/* SWIG Graph Example
*
* Dave Beazley
*
* This code implements a few simple graph algorithms.
* Our data structures are basically as follows :
*
* 1. A linked list of nodes (containing all of the current
* nodes).
* 2. Each node has an adjacency list which is a linked list
* of all of the edges to other nodes.
*/
#include <stdio.h>
#include "graph.h"
int V = 0; /* Number of nodes */
Node *head; /* Linked list of nodes */
Node *z;
AdjList *az; /* Terminator of the adjaceny lists */
/* ------------------------------------------------------------
void init_graph()
Initializes the graph code by clearing the linked list of nodes
------------------------------------------------------------ */
void init_graph() {
Node *n, *n1;
AdjList *l, *l1;
int i;
V = 0;
if (head) {
n = head->next_node;
while (n != z) {
l = n->adj;
while (l != az) {
l1 = l->next;
free(l);
l = l1;
}
n1 = n->next_node;
free(n);
n = n1;
}
}
head = (Node *) malloc(sizeof(Node));
z = (Node *) malloc(sizeof(Node));
z->next_node = z;
head->next_node = z;
az = (AdjList *) malloc(sizeof(AdjList));
az->next = az;
az->v = 0;
}
/* --------------------------------------------------------
Node *new_node()
Creates a new node.
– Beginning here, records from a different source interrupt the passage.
PR #943, opened 2016-04-11
[REEF-1332] Resolve dependency versions in REEF.NET

markusweimer:
This adds a reference to `lang/cs/App.config` to the following project files:

  * `Org.Apache.REEF.Examples.AllHandlers.csproj`
  * `Org.Apache.REEF.Tang.Tools.csproj`

Also, this enables [automatic binding redirects][msdn] in `Org.Apache.REEF.Bridge.vcxproj`

[msdn]: https://msdn.microsoft.com/en-us/library/2fc472t2%28v=vs.110%29.aspx

JIRA:
  [REEF-1332](https://issues.apache.org/jira/browse/REEF-1332)


tcNickolas:
Looks good. I've verified that the build warning doesn't show up any more. Will test and merge

PR #947, opened 2016-04-12
[REEF-1310] The Java Driver should ACK the Java Evaluator's DONE hear…

afchung:
…tbeat

This addressed the issue by
  * Reflect the changes made in REEF-976 on the Java side.
  * For more details, see [REEF-976](https://issues.apache.org/jira/browse/REEF-976).

JIRA:
  [REEF-1310](https://issues.apache.org/jira/browse/REEF-1310)

### DIFF
--- a/lang/java/reef-common/src/main/java/org/apache/reef/runtime/common/evaluator/EvaluatorRuntime.java
+++ b/lang/java/reef-common/src/main/java/org/apache/reef/runtime/common/evaluator/EvaluatorRuntime.java
@@ -96,6 +96,14 @@ final class EvaluatorRuntime implements EventHandler<EvaluatorControlProto> {
             "Identifier mismatch: message for evaluator id[" + message.getIdentifier()
                 + "] sent to evaluator id[" + this.evaluatorIdentifier + "]"
         ));
+      } else if (ReefServiceProtos.State.DONE == this.state) {
+        if (message.getStopEvaluator() != null) {
+          LOG.log(Level.INFO, "Received ACK from Driver, shutting down Evaluator.");
+          this.clock.close();
+          return;
+        }
+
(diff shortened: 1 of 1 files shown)


jwang98052:
Any way to add a test case for the scenario?

afchung:
@jwang98052 I wasn't able to find an easy way to add tests that test the negative scenario without adding ugly hooks inside the Driver code to delay the `DONE` message. Would be great if you have ideas on how to do it.

afchung:
This was originally discovered via a functional test for broadcast/reduce on the C# side, but the behavior was not deterministic either.

lang/java/reef-common/src/main/java/org/apache/reef/runtime/common/evaluator/EvaluatorRuntime.java
```diff
@@ -96,6 +96,14 @@ private void onEvaluatorControlMessage(final EvaluatorControlProto message) {
...
                 + "] sent to evaluator id[" + this.evaluatorIdentifier + "]"
         ));
+      } else if (ReefServiceProtos.State.DONE == this.state) {
+        if (message.getStopEvaluator() != null) {
+          LOG.log(Level.INFO, "Received ACK from Driver, shutting down Evaluator.");
+          this.clock.close();
+          return;
+        }
+
+        this.onException(new RuntimeException("Received a control message from Driver after Evaluator is done."));
```
markusweimer: I personally would put this into the `else` statement.

afchung:
@markusweimer I've addressed your comment. Also changed from `getStopEvaluator()` to `getDoneEvaluator()` for the `ACK` message.

markusweimer:
LGTM, will merge.

PR #950, opened 2016-04-13
[REEF-1317] Adding test for resubmitting tasks

jwang98052:
JIRA: [REEF-1317](https://issues.apache.org/jira/browse/REEF-1317)

This closes #

### DIFF
--- a/lang/cs/Org.Apache.REEF.Tests/Functional/FaultTolerant/TestResubmitTask.cs
+++ b/lang/cs/Org.Apache.REEF.Tests/Functional/FaultTolerant/TestResubmitTask.cs
@@ -36,7 +36,22 @@ using Xunit;
 namespace Org.Apache.REEF.Tests.Functional.FaultTolerant
 {
     /// <summary>
-    /// This test is to close a running task from driver
+    /// This is scenario testing. It is to test the following scenario to make sure the events, messages we receive are what expected.
+    /// * Submit a task on an active context
+    /// * After the task is running, driver sends an event to evaluator to close the task
+    /// * Task throws exception with a message telling the driver that the task fails as instructed by driver
+    /// * Driver receives the FailedTask event and resubmit a task on the existing context
+    /// * In task IDriverMessage, verify the message send from drive is the same as what is expected
+    /// * In task ICloseEvent, verify the message in the close event is the same as what is expected.
+    /// The test can submit two evaluators/Contexts/Tasks and let both to close, and verify:
+    /// * In IFailedTask, the task and context mappings are the same as the assignment before the task was submitted. 
+    /// * In IFailedTask, the exception message in IFailedTask is the same as the one thrown in the Task 
+    /// * In ICompletedTask, verify the task and context mapping are still remain the same as the assignment before the task was submitted. 
+    /// Test Verification:
+    /// * numberOfContextsToClose == 2
+    /// * numberOfTasksToFail == 2
+    /// * numberOfEvaluatorsToFail == 0
+    /// If any of above verification fails, the test fails. 
     /// </summary>
     [Collection("FunctionalTests")]
     public sealed class TestResubimitTask : ReefFunctionalTest
@@ -50,7 +65,9 @@ namespace Org.Apache.REEF.Tests.Functional.FaultTolerant
         private const string UnExpectedCompleteMessage = "UnExpectedCompleteMessage";
 
         /// <summary>
-        /// This test is to close a running task and resubmit one on the existing context
+        /// This test submits two evaluators/contexts/tasks, then close the two running tasks and resubmit two new tasks 
+        /// on the existing active contexts. It is to verify events and messages received are the same as what we expected. 
+        /// It is to verify we can submit tasks on existing contexts if previous tasks fail.
         /// </summary>
         [Fact]
         public void TestStopAndResubmitTaskOnLocalRuntime()
@@ -77,6 +94,9 @@ namespace Org.Apache.REEF.Tests.Functional.FaultTolerant
                 .Build();
         }
 
+        /// <summary>
+        /// Test driver
+        /// </summary>
         private sealed class ResubmitTaskTestDriver :
             IObserver<IDriverStarted>,
             IObserver<IAllocatedEvaluator>,
@@ -133,6 +153,11 @@ namespace Org.Apache.REEF.Tests.Functional.FaultTolerant
                 value.ActiveContext.Dispose();
             }
 
+            /// <summary>
+            /// Verify when exception is shown in task, IFailedTask will be received here with the message set in the task
+            /// And verify the context associated with the failed task is the same as the context that the task was submitted
+            /// </summary>
+            /// <param name="value"></param>
             public void OnNext(IFailedTask value)
             {
                 var failedExeption = ByteUtilities.ByteArraysToString(value.Data.Value);
@@ -154,6 +179,10 @@ namespace Org.Apache.REEF.Tests.Functional.FaultTolerant
                 }
             }
 
+            /// <summary>
+            /// Close the first two tasks and send message to the 3rd and 4th tasks
+            /// </summary>
+            /// <param name="value"></param>
             public void OnNext(IRunningTask value)
             {
                 Logger.Log(Level.Info, "Task running: " + value.Id);
@@ -214,6 +243,12 @@ namespace Org.Apache.REEF.Tests.Functional.FaultTolerant
                 Logger.Log(Level.Info, "Task is disposed.");
             }
 
+            /// <summary>
+            /// When receiving closed task event, verify the command from the driver. If it matches expected message, 
+            /// throw exception to close the task. Otherwise, signal the task to return, that would result in test failure 
+            /// as the test expect two failed tasks. 
+            /// </summary>
+            /// <param name="value"></param>
             public void OnNext(ICloseEvent value)
             {
                 if (value.Value != null && value.Value.Value != null)
@@ -229,6 +264,11 @@ namespace Org.Apache.REEF.Tests.Functional.FaultTolerant
                 }
             }
 
+            /// <summary>
+            /// Expect the message from driver. If the message is the same as what is sent from driver, signal the task to properly return
+            /// Otherwise, throw exception which would cause an unexpected failed task therefore failed test verification. 
+            /// </summary>
+            /// <param name="value"></param>
             public void Handle(IDriverMessage value)
             {
                 var message = ByteUtilities.ByteArraysToString(value.Message.Value);
--- a/lang/cs/Org.Apache.REEF.Tests/Functional/FaultTolerant/TestResubmitTask.cs
+++ b/lang/cs/Org.Apache.REEF.Tests/Functional/FaultTolerant/TestResubmitTask.cs
@@ -1,0 +1,258 @@
+﻿// Licensed to the Apache Software Foundation (ASF) under one
+// or more contributor license agreements.  See the NOTICE file
+// distributed with this work for additional information
+// regarding copyright ownership.  The ASF licenses this file
+// to you under the Apache License, Version 2.0 (the
+// "License"); you may not use this file except in compliance
+// with the License.  You may obtain a copy of the License at
+//
+//   http://www.apache.org/licenses/LICENSE-2.0
+//
+// Unless required by applicable law or agreed to in writing,
+// software distributed under the License is distributed on an
+// "AS IS" BASIS, WITHOUT WARRANTIES OR CONDITIONS OF ANY
+// KIND, either express or implied.  See the License for the
+// specific language governing permissions and limitations
+// under the License.
+
+using System;
+using System.Collections.Generic;
+using System.Text;
+using System.Threading;
+using Org.Apache.REEF.Common.Context;
+using Org.Apache.REEF.Common.Tasks;
+using Org.Apache.REEF.Common.Tasks.Events;
+using Org.Apache.REEF.Driver;
+using Org.Apache.REEF.Driver.Context;
+using Org.Apache.REEF.Driver.Evaluator;
+using Org.Apache.REEF.Driver.Task;
+using Org.Apache.REEF.Tang.Annotations;
+using Org.Apache.REEF.Tang.Interface;
+using Org.Apache.REEF.Tang.Util;
+using Org.Apache.REEF.Utilities;
+using Org.Apache.REEF.Utilities.Logging;
+using Xunit;
+
+namespace Org.Apache.REEF.Tests.Functional.FaultTolerant
+{
+    /// <summary>
+    /// This test is to close a running task from driver
+    /// </summary>
+    [Collection("FunctionalTests")]
+    public sealed class TestResubimitTask : ReefFunctionalTest
+    {
+        private static readonly Logger Logger = Logger.GetLogger(typeof(TestResubimitTask));
+
+        private const string KillTaskCommandFromDriver = "KillTaskCommandFromDriver";
+        private const string CompleteTaskCommandFromDriver = "CompleteTaskCommandFromDriver";
+        private const string TaskKilledByDriver = "TaskKilledByDriver";
+        private const string UnExpectedCloseMessage = "UnExpectedCloseMessage";
+        private const string UnExpectedCompleteMessage = "UnExpectedCompleteMessage";
+
+        /// <summary>
+        /// This test is to close a running task and resubmit one on the existing context
+        /// </summary>
+        [Fact]
+        public void TestStopAndResubmitTaskOnLocalRuntime()
+        {
+            string testFolder = DefaultRuntimeFolder + TestId;
+            TestRun(DriverConfigurations(), typeof(ResubmitTaskTestDriver), 2, "TestResubimitTask", "local", testFolder);
+            ValidateSuccessForLocalRuntime(2, 2, 0, testFolder);
+            CleanUp(testFolder);
+        }
+
+        /// <summary>
+        /// Driver configuration for the test driver
+        /// </summary>
+        /// <returns></returns>
+        public IConfiguration DriverConfigurations()
+        {
+            return DriverConfiguration.ConfigurationModule
+                .Set(DriverConfiguration.OnDriverStarted, GenericType<ResubmitTaskTestDriver>.Class)
+                .Set(DriverConfiguration.OnEvaluatorAllocated, GenericType<ResubmitTaskTestDriver>.Class)
+                .Set(DriverConfiguration.OnContextActive, GenericType<ResubmitTaskTestDriver>.Class)
+                .Set(DriverConfiguration.OnTaskRunning, GenericType<ResubmitTaskTestDriver>.Class)
+                .Set(DriverConfiguration.OnTaskCompleted, GenericType<ResubmitTaskTestDriver>.Class)
+                .Set(DriverConfiguration.OnTaskFailed, GenericType<ResubmitTaskTestDriver>.Class)
+                .Build();
+        }
+
+        private sealed class ResubmitTaskTestDriver :
+            IObserver<IDriverStarted>,
+            IObserver<IAllocatedEvaluator>,
+            IObserver<IActiveContext>,
+            IObserver<ICompletedTask>,
+            IObserver<IFailedTask>,
+            IObserver<IRunningTask>
+        {
+            private readonly IEvaluatorRequestor _requestor;
+            private const string TaskId = "TaskId";
+            private int _taskNumber = 1;
+            private const string ContextId = "ContextId";
+            private int _contextNumber = 1;
+            private readonly IDictionary<string, string> _taskContextMapping = new Dictionary<string, string>();
+            private readonly object _lock = new object();
+
+            [Inject]
+            private ResubmitTaskTestDriver(IEvaluatorRequestor evaluatorRequestor)
+            {
+                _requestor = evaluatorRequestor;
+            }
+
+            public void OnNext(IDriverStarted value)
+            {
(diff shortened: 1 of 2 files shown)


lang/cs/Org.Apache.REEF.Tests/Functional/FaultTolerant/TestResubmitTask.cs
```diff
@@ -0,0 +1,227 @@
...
+                Logger.Log(Level.Info, "Task is disposed.");
+            }
+
+            public void OnNext(ICloseEvent value)
+            {
+                if (value.Value != null && value.Value.Value != null)
+                {
+                    Logger.Log(Level.Info,
+                        "Closed event received in task:" + Encoding.UTF8.GetString(value.Value.Value));
+                    if (Encoding.UTF8.GetString(value.Value.Value).Equals(KillTaskCommandFromDriver))
```
afchung: Doesn't seem like there's a need to check for the value.

afchung: Or you may want the `Task` to take an unexpected action if the value doesn't match, such that the test ends with a clear failure.

lang/cs/Org.Apache.REEF.Tests/Functional/FaultTolerant/TestResubmitTask.cs
```diff
@@ -0,0 +1,227 @@
...
+                Logger.Log(Level.Error, "In IFailedTask: " + failedExeption);
+                Assert.Equal(TaskId1, value.Id);
+                Assert.Contains(TaskKilledByDriver, failedExeption);
+                value.GetActiveContext().Value.SubmitTask(GetTaskConfigurationForCloseTask(TaskId2));
+            }
+
+            public void OnNext(IRunningTask value)
+            {
+                Logger.Log(Level.Info, "Task running: " + value.Id);
+                if (value.Id.Equals(TaskId1))
```
afchung: `switch`

lang/cs/Org.Apache.REEF.Tests/Functional/FaultTolerant/TestResubmitTask.cs
```diff
@@ -0,0 +1,227 @@
...
+                value.ActiveContext.Dispose();
+            }
+
+            public void OnNext(IFailedTask value)
+            {
+                var failedExeption = ByteUtilities.ByteArraysToString(value.Data.Value);
+                Logger.Log(Level.Error, "In IFailedTask: " + failedExeption);
+                Assert.Equal(TaskId1, value.Id);
+                Assert.Contains(TaskKilledByDriver, failedExeption);
+                value.GetActiveContext().Value.SubmitTask(GetTaskConfigurationForCloseTask(TaskId2));
```
afchung: You may want to cache the `ActiveContext` and do some comparison.
I'm actually a bit unsure of what the expected behavior here is -- do we have the same `ActiveContext` reference as the one that appears in `IActiveContext`? Or is this a separate `ActiveContext` instance that points to the same java `ActiveContext` instance?

afchung:
@jwang98052 done with a first pass.

lang/cs/Org.Apache.REEF.Tests/Functional/FaultTolerant/TestResubmitTask.cs
jwang98052: There might be different messages to represent different cases in fault tolerant scenarios. Just want to simulate different cases. 
I will throw an exception in default case.

lang/cs/Org.Apache.REEF.Tests/Functional/FaultTolerant/TestResubmitTask.cs
jwang98052: done

lang/cs/Org.Apache.REEF.Tests/Functional/FaultTolerant/TestResubmitTask.cs
jwang98052: You are right, it is a new ActiveContext instance when we call GetActiveContext() at C# side. But we do get the same context id. 
When we call SubmitTask() through the bridge, the bridge code will end up calling SubmitTask() on the same Java object I believe.

jwang98052: I have modified the test case to add one more context and check the relationship between context and task Ids.

jwang98052:
@afchung I have addressed the review comments.

afchung:
@jwang98052 please resolve the conflicts. Thanks!

jwang98052:
@afchung rebased.

lang/cs/Org.Apache.REEF.Tests/Functional/FaultTolerant/TestResubmitTask.cs
```diff
@@ -0,0 +1,255 @@
...
+                var failedExeption = ByteUtilities.ByteArraysToString(value.Data.Value);
+                Logger.Log(Level.Error, "In IFailedTask: " + failedExeption);
+
+                VerifyContexttaskMappingstring(value.Id, value.GetActiveContext().Value.Id);
+                Assert.Contains(TaskKilledByDriver, failedExeption);
+
+                SubmitTask(value.GetActiveContext().Value);
+            }
+
+            private void VerifyContexttaskMappingstring(string taskId, string contextId)
```
afchung: ProperCamelCase

lang/cs/Org.Apache.REEF.Tests/Functional/FaultTolerant/TestResubmitTask.cs
```diff
@@ -0,0 +1,255 @@
...
+            {
+                throw new NotImplementedException();
+            }
+
+            public void OnError(Exception error)
+            {
+                throw new NotImplementedException();
+            }
+
+            private IConfiguration GetTaskConfigurationForCloseTask(string taskId)
```
afchung: `static`.

lang/cs/Org.Apache.REEF.Tests/Functional/FaultTolerant/TestResubmitTask.cs
afchung: @jwang98052 Throwing an exception does not work in the default case, because that would be the expected behavior of this class, even though it doesn't get the right message. The right thing to do here is to log a failure, signal the wait event, and let the task complete (since that is the opposite of what we expect from the failure task).

lang/cs/Org.Apache.REEF.Tests/Functional/FaultTolerant/TestResubmitTask.cs
```diff
@@ -0,0 +1,255 @@
...
+            }
+
+            public void Handle(IDriverMessage value)
+            {
+                var message = ByteUtilities.ByteArraysToString(value.Message.Value);
+                Logger.Log(Level.Info, "Complete task message received in task:" + message);
+                if (message.Equals(CompleteTaskCommandFromDriver))
+                {
+                    _suspendSignal.Signal();
+                }
```
afchung: Fail the Task otherwise.

afchung:
@jwang98052 done with a second pass.

lang/cs/Org.Apache.REEF.Tests/Functional/FaultTolerant/TestResubmitTask.cs
jwang98052: Good point.

lang/cs/Org.Apache.REEF.Tests/Functional/FaultTolerant/TestResubmitTask.cs
jwang98052: done

lang/cs/Org.Apache.REEF.Tests/Functional/FaultTolerant/TestResubmitTask.cs
jwang98052: done

jwang98052:
@afchung addressed your review comments. Thanks!

jwang98052:
@afchung Do you have any more comments or I might missed?

lang/cs/Org.Apache.REEF.Tests/Functional/FaultTolerant/TestResubmitTask.cs
```diff
@@ -0,0 +1,263 @@
...
+using Org.Apache.REEF.Driver.Evaluator;
+using Org.Apache.REEF.Driver.Task;
+using Org.Apache.REEF.Tang.Annotations;
+using Org.Apache.REEF.Tang.Interface;
+using Org.Apache.REEF.Tang.Util;
+using Org.Apache.REEF.Utilities;
+using Org.Apache.REEF.Utilities.Logging;
+using Xunit;
+
+namespace Org.Apache.REEF.Tests.Functional.FaultTolerant
```
markusweimer: Nit: This isn't a test of fault tolerance. It tests that REEF allows subsequent task submissions to the same Evaluator, right?

lang/cs/Org.Apache.REEF.Tests/Functional/FaultTolerant/TestResubmitTask.cs
```diff
@@ -0,0 +1,263 @@
...
+                    _contextNumber++;
+                }
+            }
+
+            public void OnNext(IActiveContext value)
+            {
+                SubmitTask(value);
+            }
+
+            private void SubmitTask(IActiveContext context)
```
markusweimer: Why not move the code into `OnNext(IActiveContext)`?

lang/cs/Org.Apache.REEF.Tests/Functional/FaultTolerant/TestResubmitTask.cs
```diff
@@ -0,0 +1,263 @@
...
+
+            public void OnNext(IFailedTask value)
+            {
+                var failedExeption = ByteUtilities.ByteArraysToString(value.Data.Value);
+                Logger.Log(Level.Error, "In IFailedTask: " + failedExeption);
+
+                VerifyContextTaskMapping(value.Id, value.GetActiveContext().Value.Id);
+                Assert.Contains(TaskKilledByDriver, failedExeption);
+
+                SubmitTask(value.GetActiveContext().Value);
```
markusweimer: Why not just call `OnNext(value.GetActiveContext())`?

lang/cs/Org.Apache.REEF.Tests/Functional/FaultTolerant/TestResubmitTask.cs
```diff
@@ -0,0 +1,263 @@
...
+            }
+
+            private void VerifyContextTaskMapping(string taskId, string contextId)
+            {
+                lock (_lock)
+                {
+                    string expectedContextId;
+                    _contextTaskMapping.TryGetValue(taskId, out expectedContextId);
+                    Assert.Equal(expectedContextId, contextId);
```
markusweimer: This runs on the Driver, right? How is failure of this assert communicated to the test, which runs on the client?

lang/cs/Org.Apache.REEF.Tests/Functional/FaultTolerant/TestResubmitTask.cs
```diff
@@ -0,0 +1,263 @@
...
+                }
+            }
+
+            public void OnNext(IRunningTask value)
+            {
+                Logger.Log(Level.Info, "Task running: " + value.Id);
+                switch (value.Id)
+                {
+                    case TaskId + "1":
```
markusweimer: Maybe use constants for these?

lang/cs/Org.Apache.REEF.Tests/Functional/FaultTolerant/TestResubmitTask.cs
```diff
@@ -0,0 +1,263 @@
...
+            }
+
+            public void Dispose()
+            {
+                Logger.Log(Level.Info, "Task is disposed.");
+            }
+
+            public void OnNext(ICloseEvent value)
+            {
+                if (value.Value != null && value.Value.Value != null)
```
markusweimer: If this is the right way to check, we might have to revisit the design of `ICloseEvent ` :)

lang/cs/Org.Apache.REEF.Tests/Functional/FaultTolerant/TestResubmitTask.cs
```diff
@@ -0,0 +1,263 @@
...
+                {
+                    Logger.Log(Level.Info,
+                        "Closed event received in task:" + Encoding.UTF8.GetString(value.Value.Value));
+                    if (Encoding.UTF8.GetString(value.Value.Value).Equals(KillTaskCommandFromDriver))
+                    {
+                        throw new Exception(TaskKilledByDriver);
```
markusweimer: This doesn't work right now, see #955.

markusweimer:
Done a pass.

lang/cs/Org.Apache.REEF.Tests/Functional/FaultTolerant/TestResubmitTask.cs
jwang98052: If we put fault tolerant code in IMRU, all the test about the Fault tolerant code will go to IMRU test. 
However, the test here is to test scenraios for fault and recoveries, not necessary for fault tolerant code itself.

lang/cs/Org.Apache.REEF.Tests/Functional/FaultTolerant/TestResubmitTask.cs
jwang98052: SubmitTask is called in IActiveContext and IFailedTask. For code reuse.

lang/cs/Org.Apache.REEF.Tests/Functional/FaultTolerant/TestResubmitTask.cs
jwang98052: This would work. Done.

lang/cs/Org.Apache.REEF.Tests/Functional/FaultTolerant/TestResubmitTask.cs
jwang98052: The test validate number of successful contexts closed, when assert fails, the successful  condition won't be met.

lang/cs/Org.Apache.REEF.Tests/Functional/FaultTolerant/TestResubmitTask.cs
jwang98052: TaskId is already a constant. "1" is only used here, it doesn't add value to define it as a constant.

lang/cs/Org.Apache.REEF.Tests/Functional/FaultTolerant/TestResubmitTask.cs
jwang98052: Encoding.UTF8.GetString doesn't allow null, it is better to check null before using it. 

As why we have so many nested Value.Value,  yea, we might want to look at it separately.

lang/cs/Org.Apache.REEF.Tests/Functional/FaultTolerant/TestResubmitTask.cs
jwang98052: Exception in task will cause FailedTask not FailedEvaluator+CompletedTask as described in #955.

jwang98052:

afchung:
@jwang98052 doing another pass.

lang/cs/Org.Apache.REEF.Tests/Functional/FaultTolerant/TestResubmitTask.cs
```diff
@@ -0,0 +1,258 @@
...
+                    _contextNumber++;
+                }
+            }
+
+            public void OnNext(IActiveContext value)
+            {
+                lock (_lock)
+                {
+                    value.SubmitTask(GetTaskConfigurationForCloseTask(TaskId + _taskNumber));
+                    _contextTaskMapping.Add(TaskId + _taskNumber, value.Id);
```
afchung: This seems to be mapping Tasks to Contexts. Rename to `_taskContextMapping`.

afchung:
@jwang98052 Looks good to me, only one minor comment.

jwang98052:
@afchung addressed your review comments and rebased.

markusweimer:
As I mentioned on the JIRA, we should have a concise definition of what this test tests. Neither the JIRA, nor the commit message or the documentation in the code itself contain that information. This sets us up with a path to many overlapping tests. Specifically, it would be good to add an XML doc to the test class which clearly provides information that answers the following questions:

  1. What functionality / methods / events of REEF are being tested.
  2. In what cases does the test succeed?
  3. In what cases does the test fail?

jwang98052:
@afchung @markusweimer I have updated comments on both Jira and test.

afchung:
I'm signed off on this. I'll test and merge after @markusweimer signs off as well. Thanks!

jwang98052:
@markusweimer, do you have any more comments?

lang/cs/Org.Apache.REEF.Tests/Functional/FaultTolerant/TestResubmitTask.cs
markusweimer: Yes, that is what I mean. This is neither a test of IMRU, nor one of fault tolerance in any part of REEF. It is a test of basic REEF features, namely task error reporting and the ability to reuse an evaluator on which a task failed.

lang/cs/Org.Apache.REEF.Tests/Functional/FaultTolerant/TestResubmitTask.cs
markusweimer: Has this discussion been resolved?

lang/cs/Org.Apache.REEF.Tests/Functional/FaultTolerant/TestResubmitTask.cs
```diff
@@ -0,0 +1,298 @@
...
+                var message = ByteUtilities.ByteArraysToString(value.Message.Value);
+                Logger.Log(Level.Info, "Complete task message received in task:" + message);
+                if (message.Equals(CompleteTaskCommandFromDriver))
+                {
+                    _suspendSignal.Signal();
+                }
+                else
+                {
+                    Logger.Log(Level.Error, UnExpectedCompleteMessage);
+                    throw new Exception(UnExpectedCompleteMessage);
```
markusweimer: It might make sense to introduce new exception classes for this testing. On the Java side, we have `DriverSideTestFailure` and `EvaluatorSideTestFailure` to capture test failure on the Driver and Evaluator side. That way, we can disambiguate between test failures and other exceptions, especially those that are expected.

lang/cs/Org.Apache.REEF.Tests/Functional/FaultTolerant/TestResubmitTask.cs
markusweimer: Maybe add a specific exception class for this, e.g. `ExpectedTaskFailure` to make sure we can disambiguate this exception from others on the Driver side to decide whether the test should fail or pass.

markusweimer:
I've left some more comments. Basically, we need more robust test reporting from the Evaluator to the Driver to the unit test runner. Throwing anonymous instances of `Exception` makes it too easy to mistake a big in REEF for a successful test run.

lang/cs/Org.Apache.REEF.Tests/Functional/FaultTolerant/TestResubmitTask.cs
jwang98052: We need to introduce a bunch of exceptions for Evaluator and Task to represent different cases for different reasons. I have updated design document to reflect this. 
I will create Jira for adding Exceptions and throw those exception in the evaluator and IMRU Task code. We can then add more tests to test those exceptions. 
In This PR, I would focus on task resubmitting.

jwang98052:
@markusweimer I have created REEF-1345 and REEF-1346 to follow up the exceptions. We need to change both code and add more tests on that side.

lang/cs/Org.Apache.REEF.Tests/Functional/FaultTolerant/TestResubmitTask.cs
jwang98052: For fault tolerant, we need to create those Exception classes and use them in IMRU tasks. We should then use those exception in tests. REEF-1345 is to follow up the work.

jwang98052:
@markusweimer I have replied your comments and created Jira to follow up the Exceptions. Let me know if you have any more comments before the merge.

lang/cs/Org.Apache.REEF.Tests/Functional/FaultTolerant/TestResubmitTask.cs
jwang98052: Yes.

lang/cs/Org.Apache.REEF.Tests/Functional/FaultTolerant/TestResubmitTask.cs
jwang98052: It is true it is REEF feature, but the purpose of the testing is to simulate fault and recover scenarios.

markusweimer:
LGTM.

PR #951, opened 2016-04-13
[REEF-1338] Race condition in Evaluator shutdown

afchung:
This addressed the issue by
  * Change to check for done_evaluator instead of stop_evaluator in Evaluator shutdown.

This node is added onto the linked
list of nodes. Returns a pointer to the new node.
-------------------------------------------------------- */
Node *new_node() {
Node *t;
t = (Node *) malloc(sizeof(Node));
t->num = V++;
t->adj = az;
t->oldadj = az;
t->next_node = head->next_node;
head->next_node = t;
return t;
}
/* --------------------------------------------------------
void AddLink(Node *v1, Node *v2)
Adds a directional link between node v1 and v2. This
just adds node v2 to node v1's adjacency list. Also checks
for duplication.
--------------------------------------------------------- */
void AddLink(Node *v1, Node *v2) {
AdjList *l;
/* First make sure we don't already have this link */
l = v1->adj;
while (l != az) {
if ((Node *) l->v == v2) return;
l = l->next;
}
if (v1 == v2) return;
/* Create a new adjacency entry */
l = (AdjList *) malloc(sizeof(AdjList));
l->v = (Node *) v2;
l->next = v1->adj;
v1->adj = l;
}
/* -----------------------------------------------------------
void FreeAdjList(AdjList *l)
Frees the memory used by a adjacency list
----------------------------------------------------------- */
void FreeAdjList(AdjList *l) {
AdjList *l1;
while (l != az) {
l1 = l->next;
free(l);
l = l1;
}
}
/* -----------------------------------------------------------
PrintNodes()
A debugging function for printing out all of the nodes and
and their adjacency lists.
------------------------------------------------------------ */
void PrintNodes() {
Node *n, *v;
AdjList *l;
/* Print out all of the nodes */
n = head->next_node;
while (n != z) {
printf("Node %d : ", n->num);
l = n->adj;
while (l != az) {
v = (Node *) l->v;
printf("%d ", v->num);
l = l->next;
}
printf("\n");
n = n->next_node;
}
}
/* -------------------------------------------------------------
find_Connected(Node *n)
A function that finds all of the nodes connected to node N.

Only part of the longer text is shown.